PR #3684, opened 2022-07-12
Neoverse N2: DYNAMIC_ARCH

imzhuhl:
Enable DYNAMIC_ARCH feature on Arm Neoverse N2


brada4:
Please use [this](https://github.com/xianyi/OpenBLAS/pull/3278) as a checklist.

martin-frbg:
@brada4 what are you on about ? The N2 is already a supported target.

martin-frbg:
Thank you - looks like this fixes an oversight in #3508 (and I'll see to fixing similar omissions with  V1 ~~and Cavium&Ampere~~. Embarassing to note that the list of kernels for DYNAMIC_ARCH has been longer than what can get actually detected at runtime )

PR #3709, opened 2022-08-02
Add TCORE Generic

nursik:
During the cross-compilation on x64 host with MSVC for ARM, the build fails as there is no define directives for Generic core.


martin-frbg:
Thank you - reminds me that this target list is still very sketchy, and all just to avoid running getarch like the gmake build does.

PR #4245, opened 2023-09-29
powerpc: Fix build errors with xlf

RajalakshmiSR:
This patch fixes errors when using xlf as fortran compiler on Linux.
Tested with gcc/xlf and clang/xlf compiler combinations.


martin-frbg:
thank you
================================
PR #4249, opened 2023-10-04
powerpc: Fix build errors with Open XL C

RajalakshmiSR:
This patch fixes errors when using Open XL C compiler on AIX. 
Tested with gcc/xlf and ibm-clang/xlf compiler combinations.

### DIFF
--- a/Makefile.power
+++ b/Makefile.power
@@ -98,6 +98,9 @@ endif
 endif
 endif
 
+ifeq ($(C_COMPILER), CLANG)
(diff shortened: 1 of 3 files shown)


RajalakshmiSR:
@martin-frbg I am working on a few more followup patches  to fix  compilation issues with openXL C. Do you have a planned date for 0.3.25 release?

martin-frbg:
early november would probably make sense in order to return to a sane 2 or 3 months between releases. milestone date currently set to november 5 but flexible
================================
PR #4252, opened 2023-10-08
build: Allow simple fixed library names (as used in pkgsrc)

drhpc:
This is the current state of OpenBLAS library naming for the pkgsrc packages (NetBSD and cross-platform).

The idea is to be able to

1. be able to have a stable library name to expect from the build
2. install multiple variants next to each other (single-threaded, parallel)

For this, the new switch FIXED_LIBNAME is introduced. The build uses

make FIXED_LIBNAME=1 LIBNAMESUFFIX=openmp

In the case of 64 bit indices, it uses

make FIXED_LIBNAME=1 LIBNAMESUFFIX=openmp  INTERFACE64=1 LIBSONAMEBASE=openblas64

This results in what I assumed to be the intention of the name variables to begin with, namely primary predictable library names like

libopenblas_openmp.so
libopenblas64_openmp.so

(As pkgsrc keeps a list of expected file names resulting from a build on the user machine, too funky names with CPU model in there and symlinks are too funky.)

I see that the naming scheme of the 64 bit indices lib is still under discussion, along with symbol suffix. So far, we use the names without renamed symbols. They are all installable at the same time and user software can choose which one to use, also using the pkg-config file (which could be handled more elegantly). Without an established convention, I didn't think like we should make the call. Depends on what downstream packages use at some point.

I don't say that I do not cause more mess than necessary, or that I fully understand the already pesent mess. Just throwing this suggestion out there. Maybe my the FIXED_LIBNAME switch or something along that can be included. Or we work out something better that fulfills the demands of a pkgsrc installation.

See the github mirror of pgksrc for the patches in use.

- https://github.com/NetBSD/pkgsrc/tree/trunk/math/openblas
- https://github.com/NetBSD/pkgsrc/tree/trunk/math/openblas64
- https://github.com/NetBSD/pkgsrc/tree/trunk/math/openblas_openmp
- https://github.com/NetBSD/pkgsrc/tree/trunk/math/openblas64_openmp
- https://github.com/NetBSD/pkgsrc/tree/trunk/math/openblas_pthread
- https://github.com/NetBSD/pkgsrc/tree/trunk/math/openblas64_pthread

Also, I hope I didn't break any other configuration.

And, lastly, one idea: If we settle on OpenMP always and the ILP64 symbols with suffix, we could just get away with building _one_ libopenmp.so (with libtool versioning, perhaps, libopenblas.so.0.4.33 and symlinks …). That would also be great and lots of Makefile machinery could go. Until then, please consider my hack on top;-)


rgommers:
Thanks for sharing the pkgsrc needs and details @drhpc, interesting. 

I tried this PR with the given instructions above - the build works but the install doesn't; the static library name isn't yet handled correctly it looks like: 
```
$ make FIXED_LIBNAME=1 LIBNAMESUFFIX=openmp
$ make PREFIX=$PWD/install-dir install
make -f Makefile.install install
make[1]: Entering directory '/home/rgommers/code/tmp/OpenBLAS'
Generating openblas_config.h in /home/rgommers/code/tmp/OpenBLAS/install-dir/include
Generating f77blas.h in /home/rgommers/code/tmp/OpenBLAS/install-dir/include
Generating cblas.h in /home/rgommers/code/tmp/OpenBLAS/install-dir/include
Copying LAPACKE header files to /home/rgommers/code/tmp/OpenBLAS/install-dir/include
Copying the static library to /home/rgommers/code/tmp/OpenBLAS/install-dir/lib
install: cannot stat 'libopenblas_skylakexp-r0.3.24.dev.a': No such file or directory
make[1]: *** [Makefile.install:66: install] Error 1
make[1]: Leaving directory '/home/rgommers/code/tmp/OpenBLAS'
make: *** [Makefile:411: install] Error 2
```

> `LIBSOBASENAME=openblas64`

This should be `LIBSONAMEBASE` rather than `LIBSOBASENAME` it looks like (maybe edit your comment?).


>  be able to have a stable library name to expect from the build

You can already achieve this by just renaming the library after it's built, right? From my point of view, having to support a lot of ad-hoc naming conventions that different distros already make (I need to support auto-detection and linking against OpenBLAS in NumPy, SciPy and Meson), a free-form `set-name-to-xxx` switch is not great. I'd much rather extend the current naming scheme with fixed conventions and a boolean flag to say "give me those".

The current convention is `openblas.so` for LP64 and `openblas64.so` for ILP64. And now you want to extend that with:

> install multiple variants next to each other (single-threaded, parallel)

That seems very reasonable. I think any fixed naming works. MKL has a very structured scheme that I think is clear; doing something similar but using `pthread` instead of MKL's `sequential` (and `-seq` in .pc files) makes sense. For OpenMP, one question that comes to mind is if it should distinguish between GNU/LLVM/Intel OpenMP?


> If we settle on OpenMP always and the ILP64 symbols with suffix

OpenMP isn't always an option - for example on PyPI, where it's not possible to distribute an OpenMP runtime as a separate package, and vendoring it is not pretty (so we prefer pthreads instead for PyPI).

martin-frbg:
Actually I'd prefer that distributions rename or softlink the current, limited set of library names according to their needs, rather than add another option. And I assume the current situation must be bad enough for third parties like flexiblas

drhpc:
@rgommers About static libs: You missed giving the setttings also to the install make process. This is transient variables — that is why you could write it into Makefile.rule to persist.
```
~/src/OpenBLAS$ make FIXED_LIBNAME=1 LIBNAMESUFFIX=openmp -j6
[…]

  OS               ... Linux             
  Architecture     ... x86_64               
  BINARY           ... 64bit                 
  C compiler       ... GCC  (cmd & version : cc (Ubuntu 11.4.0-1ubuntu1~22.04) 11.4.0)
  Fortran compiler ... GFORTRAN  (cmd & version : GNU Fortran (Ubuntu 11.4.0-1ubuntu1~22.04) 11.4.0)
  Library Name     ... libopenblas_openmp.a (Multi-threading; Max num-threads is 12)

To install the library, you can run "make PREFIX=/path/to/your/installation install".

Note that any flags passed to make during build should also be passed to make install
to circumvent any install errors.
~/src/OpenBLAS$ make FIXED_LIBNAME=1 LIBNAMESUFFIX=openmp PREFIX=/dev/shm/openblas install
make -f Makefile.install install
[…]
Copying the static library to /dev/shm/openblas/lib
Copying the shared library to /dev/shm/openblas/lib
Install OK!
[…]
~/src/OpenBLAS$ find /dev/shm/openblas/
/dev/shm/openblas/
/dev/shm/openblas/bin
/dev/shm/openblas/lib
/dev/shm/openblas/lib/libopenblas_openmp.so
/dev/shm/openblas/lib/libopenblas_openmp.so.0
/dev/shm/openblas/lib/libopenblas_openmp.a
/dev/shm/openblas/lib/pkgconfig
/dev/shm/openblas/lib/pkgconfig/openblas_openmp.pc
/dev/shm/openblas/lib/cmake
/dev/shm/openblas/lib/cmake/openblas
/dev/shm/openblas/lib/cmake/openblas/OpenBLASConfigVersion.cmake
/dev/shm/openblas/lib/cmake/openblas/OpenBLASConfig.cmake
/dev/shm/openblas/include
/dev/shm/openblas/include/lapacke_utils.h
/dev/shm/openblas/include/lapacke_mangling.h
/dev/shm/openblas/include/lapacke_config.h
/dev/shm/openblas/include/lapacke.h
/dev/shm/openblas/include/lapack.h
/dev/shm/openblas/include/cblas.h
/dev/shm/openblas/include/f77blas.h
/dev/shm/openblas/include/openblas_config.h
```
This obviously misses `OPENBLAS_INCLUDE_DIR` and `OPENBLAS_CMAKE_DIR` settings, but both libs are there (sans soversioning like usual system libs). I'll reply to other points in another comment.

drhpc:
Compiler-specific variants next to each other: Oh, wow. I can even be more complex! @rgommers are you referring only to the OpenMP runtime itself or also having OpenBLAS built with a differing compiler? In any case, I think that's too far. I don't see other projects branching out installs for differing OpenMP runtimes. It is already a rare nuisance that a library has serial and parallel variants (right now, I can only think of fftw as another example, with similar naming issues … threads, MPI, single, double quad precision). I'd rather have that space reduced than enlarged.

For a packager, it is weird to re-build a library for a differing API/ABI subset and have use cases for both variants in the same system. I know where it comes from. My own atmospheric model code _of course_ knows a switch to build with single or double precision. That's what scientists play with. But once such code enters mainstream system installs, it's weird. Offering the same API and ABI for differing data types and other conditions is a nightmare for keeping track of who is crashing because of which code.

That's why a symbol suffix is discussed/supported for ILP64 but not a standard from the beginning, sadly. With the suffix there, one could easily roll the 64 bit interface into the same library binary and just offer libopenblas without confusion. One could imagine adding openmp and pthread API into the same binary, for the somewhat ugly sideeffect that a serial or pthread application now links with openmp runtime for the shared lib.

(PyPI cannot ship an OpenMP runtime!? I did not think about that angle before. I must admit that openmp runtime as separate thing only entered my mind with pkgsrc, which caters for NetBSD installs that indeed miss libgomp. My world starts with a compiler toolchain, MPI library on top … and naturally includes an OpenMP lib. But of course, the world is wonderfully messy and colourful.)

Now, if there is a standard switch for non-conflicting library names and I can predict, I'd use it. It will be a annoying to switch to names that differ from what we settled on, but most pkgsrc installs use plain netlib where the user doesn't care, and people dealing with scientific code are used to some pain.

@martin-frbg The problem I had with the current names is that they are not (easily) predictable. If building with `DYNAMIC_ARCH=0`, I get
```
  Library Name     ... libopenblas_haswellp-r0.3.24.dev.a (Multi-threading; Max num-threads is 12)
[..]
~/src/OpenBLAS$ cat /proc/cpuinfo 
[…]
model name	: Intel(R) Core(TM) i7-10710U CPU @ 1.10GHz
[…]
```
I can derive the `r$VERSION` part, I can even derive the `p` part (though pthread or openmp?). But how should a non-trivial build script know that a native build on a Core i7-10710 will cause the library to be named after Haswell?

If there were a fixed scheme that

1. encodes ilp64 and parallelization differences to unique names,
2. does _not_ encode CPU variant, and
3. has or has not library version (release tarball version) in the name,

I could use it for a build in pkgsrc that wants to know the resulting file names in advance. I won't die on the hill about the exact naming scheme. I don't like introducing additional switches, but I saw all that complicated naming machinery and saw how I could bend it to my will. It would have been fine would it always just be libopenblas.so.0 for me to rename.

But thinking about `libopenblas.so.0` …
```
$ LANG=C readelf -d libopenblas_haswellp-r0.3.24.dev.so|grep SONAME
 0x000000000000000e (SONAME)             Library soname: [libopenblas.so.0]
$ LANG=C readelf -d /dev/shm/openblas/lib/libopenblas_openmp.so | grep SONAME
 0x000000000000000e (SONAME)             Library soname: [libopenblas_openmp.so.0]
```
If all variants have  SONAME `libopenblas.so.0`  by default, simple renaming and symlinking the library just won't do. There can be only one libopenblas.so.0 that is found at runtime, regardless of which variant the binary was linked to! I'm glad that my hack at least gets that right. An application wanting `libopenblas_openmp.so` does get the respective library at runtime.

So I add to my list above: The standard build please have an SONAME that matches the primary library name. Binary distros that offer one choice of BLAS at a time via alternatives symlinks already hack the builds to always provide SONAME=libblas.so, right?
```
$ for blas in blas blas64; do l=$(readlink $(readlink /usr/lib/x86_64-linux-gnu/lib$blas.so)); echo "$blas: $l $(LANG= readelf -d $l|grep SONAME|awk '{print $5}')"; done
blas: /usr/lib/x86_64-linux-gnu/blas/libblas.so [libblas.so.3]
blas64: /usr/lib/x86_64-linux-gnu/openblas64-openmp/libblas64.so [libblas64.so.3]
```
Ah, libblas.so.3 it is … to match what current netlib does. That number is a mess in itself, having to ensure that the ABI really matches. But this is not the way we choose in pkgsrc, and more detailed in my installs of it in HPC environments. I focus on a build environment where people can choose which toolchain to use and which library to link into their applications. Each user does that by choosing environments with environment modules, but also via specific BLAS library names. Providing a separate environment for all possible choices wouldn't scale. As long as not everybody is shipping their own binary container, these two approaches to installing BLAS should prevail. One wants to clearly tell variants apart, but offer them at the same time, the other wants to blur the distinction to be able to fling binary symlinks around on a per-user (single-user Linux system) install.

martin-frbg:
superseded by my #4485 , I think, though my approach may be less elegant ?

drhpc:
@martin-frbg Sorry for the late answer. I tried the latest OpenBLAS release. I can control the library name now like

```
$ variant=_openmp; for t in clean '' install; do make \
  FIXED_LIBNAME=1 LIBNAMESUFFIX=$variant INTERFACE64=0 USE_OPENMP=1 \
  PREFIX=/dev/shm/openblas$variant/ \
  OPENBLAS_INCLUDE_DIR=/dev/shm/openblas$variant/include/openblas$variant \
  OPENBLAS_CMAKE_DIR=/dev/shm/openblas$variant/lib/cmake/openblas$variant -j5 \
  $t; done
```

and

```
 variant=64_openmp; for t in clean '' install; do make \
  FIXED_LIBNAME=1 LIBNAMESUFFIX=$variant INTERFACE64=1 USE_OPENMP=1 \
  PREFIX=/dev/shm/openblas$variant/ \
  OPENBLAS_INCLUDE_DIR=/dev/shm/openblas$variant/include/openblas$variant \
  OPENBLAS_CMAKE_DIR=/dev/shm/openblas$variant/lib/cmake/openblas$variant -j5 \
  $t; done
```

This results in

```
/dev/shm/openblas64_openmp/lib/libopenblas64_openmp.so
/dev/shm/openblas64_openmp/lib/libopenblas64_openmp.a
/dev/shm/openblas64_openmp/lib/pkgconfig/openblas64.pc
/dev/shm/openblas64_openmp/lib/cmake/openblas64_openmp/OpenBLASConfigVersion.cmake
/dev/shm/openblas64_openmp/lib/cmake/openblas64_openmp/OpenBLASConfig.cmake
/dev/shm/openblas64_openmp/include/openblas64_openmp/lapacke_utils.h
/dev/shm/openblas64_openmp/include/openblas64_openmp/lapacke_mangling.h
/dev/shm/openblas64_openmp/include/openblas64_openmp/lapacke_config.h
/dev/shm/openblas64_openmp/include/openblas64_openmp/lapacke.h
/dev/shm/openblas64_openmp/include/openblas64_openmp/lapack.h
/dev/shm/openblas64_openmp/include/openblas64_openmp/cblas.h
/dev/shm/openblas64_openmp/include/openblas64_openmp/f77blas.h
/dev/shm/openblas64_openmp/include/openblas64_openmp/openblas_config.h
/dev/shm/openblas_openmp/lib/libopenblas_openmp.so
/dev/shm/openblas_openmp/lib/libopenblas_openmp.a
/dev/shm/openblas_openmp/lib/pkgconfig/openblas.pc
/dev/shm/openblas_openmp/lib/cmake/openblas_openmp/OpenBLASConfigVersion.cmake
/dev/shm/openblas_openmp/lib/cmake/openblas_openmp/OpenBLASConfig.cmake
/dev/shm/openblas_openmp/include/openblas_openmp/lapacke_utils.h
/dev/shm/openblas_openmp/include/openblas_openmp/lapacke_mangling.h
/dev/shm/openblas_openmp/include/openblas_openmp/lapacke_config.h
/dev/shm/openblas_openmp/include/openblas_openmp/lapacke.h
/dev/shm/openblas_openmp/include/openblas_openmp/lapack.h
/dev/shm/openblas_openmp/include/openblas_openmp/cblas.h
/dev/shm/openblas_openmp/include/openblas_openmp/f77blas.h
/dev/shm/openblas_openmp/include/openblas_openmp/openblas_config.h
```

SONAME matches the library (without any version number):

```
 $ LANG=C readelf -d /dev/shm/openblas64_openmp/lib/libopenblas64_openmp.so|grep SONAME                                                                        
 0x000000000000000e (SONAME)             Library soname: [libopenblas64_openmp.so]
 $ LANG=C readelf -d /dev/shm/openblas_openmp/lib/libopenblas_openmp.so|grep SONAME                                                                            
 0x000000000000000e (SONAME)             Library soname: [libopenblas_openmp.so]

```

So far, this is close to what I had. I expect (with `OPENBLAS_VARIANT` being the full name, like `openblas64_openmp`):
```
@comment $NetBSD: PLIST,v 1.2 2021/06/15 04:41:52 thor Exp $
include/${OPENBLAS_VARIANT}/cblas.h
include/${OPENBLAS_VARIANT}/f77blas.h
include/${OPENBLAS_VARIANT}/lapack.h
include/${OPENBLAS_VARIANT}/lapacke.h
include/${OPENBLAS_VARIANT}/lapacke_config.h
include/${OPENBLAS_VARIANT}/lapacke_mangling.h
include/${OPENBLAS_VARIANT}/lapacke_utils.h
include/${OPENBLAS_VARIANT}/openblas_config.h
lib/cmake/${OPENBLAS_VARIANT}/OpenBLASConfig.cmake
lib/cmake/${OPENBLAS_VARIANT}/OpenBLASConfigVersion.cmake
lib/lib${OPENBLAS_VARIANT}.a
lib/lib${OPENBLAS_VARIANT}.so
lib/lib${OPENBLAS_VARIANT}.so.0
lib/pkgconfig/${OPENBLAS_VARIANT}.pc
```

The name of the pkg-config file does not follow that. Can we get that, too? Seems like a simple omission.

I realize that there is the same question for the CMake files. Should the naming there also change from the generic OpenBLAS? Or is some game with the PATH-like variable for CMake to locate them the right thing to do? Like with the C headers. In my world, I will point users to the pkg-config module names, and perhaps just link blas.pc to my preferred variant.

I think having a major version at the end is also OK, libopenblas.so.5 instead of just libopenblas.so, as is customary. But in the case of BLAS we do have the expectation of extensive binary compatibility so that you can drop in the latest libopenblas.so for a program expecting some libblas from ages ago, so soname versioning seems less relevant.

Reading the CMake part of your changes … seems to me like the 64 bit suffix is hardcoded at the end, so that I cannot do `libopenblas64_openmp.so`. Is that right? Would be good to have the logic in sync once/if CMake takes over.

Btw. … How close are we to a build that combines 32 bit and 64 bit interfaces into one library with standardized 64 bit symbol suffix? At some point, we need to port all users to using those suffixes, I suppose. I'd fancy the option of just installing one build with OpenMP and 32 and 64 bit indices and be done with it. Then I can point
================================
Show each line in the entries that holds the string "comes".

Task response:
That seems very reasonable. I think any fixed naming works. MKL has a very structured scheme that I think is clear; doing something similar but using `pthread` instead of MKL's `sequential` (and `-seq` in .pc files) makes sense. For OpenMP, one question that comes to mind is if it should distinguish between GNU/LLVM/Intel OpenMP?
For a packager, it is weird to re-build a library for a differing API/ABI subset and have use cases for both variants in the same system. I know where it comes from. My own atmospheric model code _of course_ knows a switch to build with single or double precision. That's what scientists play with. But once such code enters mainstream system installs, it's weird. Offering the same API and ABI for differing data types and other conditions is a nightmare for keeping track of who is crashing because of which code.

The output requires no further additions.